* Work required
Pull out every line of the listing below where "discussions" appears.

***** Material for this task

Issue #2246, opened 2021-05-14
Improve `kind get kubeconfig` and `kind export kubeconfig` for multicluster


howardjohn:
**What would you like to be added**:

* A new flag, `kind export kubeconfig --internal`, matching `kind get kubeconfig --internal`. I don't personally care about this one, but it seems like we should be consistent.
* A new flag, like `kind export kubeconfig --docker` (with a better name). This would export the result of `docker inspect "${CLUSTER_NAME}`-control-plane" --format "{{ .NetworkSettings.Networks.kind.IPAddress }}" as the address

**Why is this needed**:

* Default of 127.0.0.1 allows only reaching from host
* --internal only allows reaching from internal
* This mode allows reaching from the host *and* internally

BenTheElder:
The first point has an open discussion / tracking issue and pull request that need following up on. @aojea has been active reviewing that.

The second point I brought up in that discussion.

BenTheElder:
> This mode allows reaching from the host and internally

* On Linux, or else it would be the default. Also it will not be the case if rebooting / restarting docker and getting a new IP, which otherwise works for single node clusters. I think John knows this, but for anyone else interested this is why.

Existing discussion: https://github.com/kubernetes-sigs/kind/issues/2217

aojea:
what if we use a env variable to modify the `internal` flag or `export kubeconfig` behaviour?
 at least with some EXPERIMENTAL_KUBECONFIG_INTERNAL_IP=true we can unblock this

gprossliner:
Having Environment-Variable based Flags without an corresponding CLI flag is no good UX, in my opinion. So I would consider implementing the `--address-type` flag, as discussed in #2217. 

From https://github.com/kubernetes-sigs/kind/issues/2217#issuecomment-832530967:

> My suggestion for --address-type would be:
> 
> | -address-type=  | URL                             | Host-Resolvable | Container-Resolvable   |
> |----------------|---------------------------------|-----------------|------------------------|
> | container-name | https://kind-control-plane:6443 | No              | Yes                    |
> | container-ip   | https://172.18.0.2:6443         | Linux only      | Yes, on 'kind' network |
> | host-port      | https://127.0.0.1:36995         | Yes             | No                     |
> 
> The current default would be "host-port". I would use "container-ip" as the default on Linux, because the URL is resolvable on the host, and internally.
> 
> A clean migration path could be like:
> 
> * Phase 1: Quit with error if one uses --internal and --address-type
[...]

PR #2745, opened 2022-05-10
Add a flag to override server address in the generated config

Shadi:
We are using Kind in one of our project integration tests suites, these tests run inside a docker container using github actions, when kind creates a cluster as part of the test run preparation it uses the default "127.0.0.1" for server address: https://github.com/kubernetes-sigs/kind/blob/main/pkg/internal/apis/config/default.go#L57

when the test runs a `kubectl` command it can't connect to the created cluster since `kubectl` is being ran from inside a container and `127.0.0.1` resolves to that container instead of the cluster on the host machine.

This change would allow us to set a different address when preparing for tests so it can execute `kubectl` commands and connect to the created cluster

### DIFF
--- a/pkg/cluster/createoption.go
+++ b/pkg/cluster/createoption.go
@@ -124,3 +124,11 @@ func CreateWithDisplaySalutation(displaySalutation bool) CreateOption {
 		return nil
 	})
 }
+
+// CreateWithApiServerAddress Sets server in kubeconfig to provided value
+func CreateWithApiServerAddress(apiServerAddress string) CreateOption {
+	return createOptionAdapter(func(o *internalcreate.ClusterOptions) error {
+		o.ApiServerAddressOverride = apiServerAddress
+		return nil
+	})
+}
--- a/pkg/cluster/internal/create/create.go
+++ b/pkg/cluster/internal/create/create.go
@@ -60,8 +60,9 @@ type ClusterOptions struct {
 	// see https://github.com/kubernetes-sigs/kind/issues/324
 	StopBeforeSettingUpKubernetes bool // if false kind should setup kubernetes after creating nodes
 	// Options to control output
-	DisplayUsage      bool
-	DisplaySalutation bool
+	DisplayUsage             bool
+	DisplaySalutation        bool
+	ApiServerAddressOverride string
 }
 
 // Cluster creates a cluster
@@ -231,6 +232,10 @@ func fixupOptions(opts *ClusterOptions) error {
 		for i := range opts.Config.Nodes {
 			opts.Config.Nodes[i].Image = opts.NodeImage
 		}
+	}
+
+	if opts.ApiServerAddressOverride != "" {
+		opts.Config.Networking.APIServerAddress = opts.ApiServerAddressOverride
 	}
 
 	// default config fields (important for usage as a library, where the config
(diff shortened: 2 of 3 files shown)


BenTheElder:
Thank you for your PR.
In the future, per the contributor guide, we'd like to discuss features, how they will work, etc. *before* reviewing PRs.

[CONTRIBUTING.md](https://github.com/kubernetes-sigs/kind/blob/main/CONTRIBUTING.md) => https://kind.sigs.k8s.io/docs/contributing/getting-started/

We do not currently require KEPs like the rest of kubernetes, but we do prefer to flesh out the feature in an issue.

For example on such an issue I would ask:
- Does this need to be functionality in kind? It should be relatively straightforward to alter the address in kubeconfig yourself if we're just substituting it in kubeconfig vs say https://kind.sigs.k8s.io/docs/user/configuration/#api-server
- Which commands? This PR only seems to implement the flag for `kind create cluster` but there are other kubeconfig related commands
- What flag name sounds reasonable? `apiServerAddress` is not the typical naming convention (camelCase vs hypen-case) for flags and is also a misleading name IMO.
- Have we considered the related existing feature request issues and their discussions https://github.com/kubernetes-sigs/kind/issues/1558 https://github.com/kubernetes-sigs/kind/issues/2246

Shadi:
Hello @BenTheElder, thanks for taking a look

> Thank you for your PR. In the future, per the contributor guide, we'd like to discuss features, how they will work, etc. _before_ reviewing PRs.
> 
> [CONTRIBUTING.md](https://github.com/kubernetes-sigs/kind/blob/main/CONTRIBUTING.md) => https://kind.sigs.k8s.io/docs/contributing/getting-started/
> 
> We do not currently require KEPs like the rest of kubernetes, but we do prefer to flesh out the feature in an issue.

> For example on such an issue I would ask:
> 
> * Does this need to be functionality in kind? It should be relatively straightforward to alter the address in kubeconfig yourself if we're just substituting it in kubeconfig vs say https://kind.sigs.k8s.io/docs/user/configuration/#api-server
> * Have we considered the related existing feature request issues and their discussions [Need a way to get kubeconfig with node IP #1558](https://github.com/kubernetes-sigs/kind/issues/1558) [Improve `kind get kubeconfig` and `kind export kubeconfig` for multicluster #2246](https://github.com/kubernetes-sigs/kind/issues/2246)

this indeed similar to  [Need a way to get kubeconfig with node IP #1558](https://github.com/kubernetes-sigs/kind/issues/1558), the same `sed` workaround can be used in our case too, but it seemed it can be changed quickly by using `--name` flag as a guide so I created this PR without looking at the older issues, feel free to close this PR.

> * Which commands? This PR only seems to implement the flag for `kind create cluster` but there are other kubeconfig related commands
I'm not very familiar with this project and my goal was to only override the server address for the generated file at `KubeconfigPath`, so I didn't look at the other cases, but I'm happy to make changes for them too if you think this PR can be a starting point to implement this feature properly.

> * What flag name sounds reasonable and clearest? `apiServerAddress` is not the typical naming convention (camelCase vs hypen-case) for flags and is also a misleading name IMO.
I used `name` flag as a guide and changed it now to just `address` and updated the description.


I decided to create this PR since it seemed to be not a lot of work to implement this change in a way the `name` flag is being used now when creating clusters, if you prefer to have a proper implementation based on the discussion in  [Need a way to get kubeconfig with node IP #1558](https://github.com/kubernetes-sigs/kind/issues/1558) then feel free to close it.

aojea:
> `kubectl` is being ran from inside a container and `127.0.0.1` resolves to that container instead of the cluster on the host machine.

you can use `kind get kubeconfig --internal` then, it will return a kubeconfig usable inside containers

BenTheElder:
> you can use kind get kubeconfig --internal then, it will return a kubeconfig usable inside containers

Or better yet: I think `kind create cluster && kind export kubeconfig --internal` is what you want (`get` returns it to stdout, `export` does the kubeconfig merging like `kind create cluster`)

We should really follow up on those issues and rethink these flags for some additional options though.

**********

* Task answer
- Have we considered the related existing feature request issues and their discussions https://github.com/kubernetes-sigs/kind/issues/1558 https://github.com/kubernetes-sigs/kind/issues/2246
> * Have we considered the related existing feature request issues and their discussions [Need a way to get kubeconfig with node IP #1558](https://github.com/kubernetes-sigs/kind/issues/1558) [Improve `kind get kubeconfig` and `kind export kubeconfig` for multicluster #2246](https://github.com/kubernetes-sigs/kind/issues/2246)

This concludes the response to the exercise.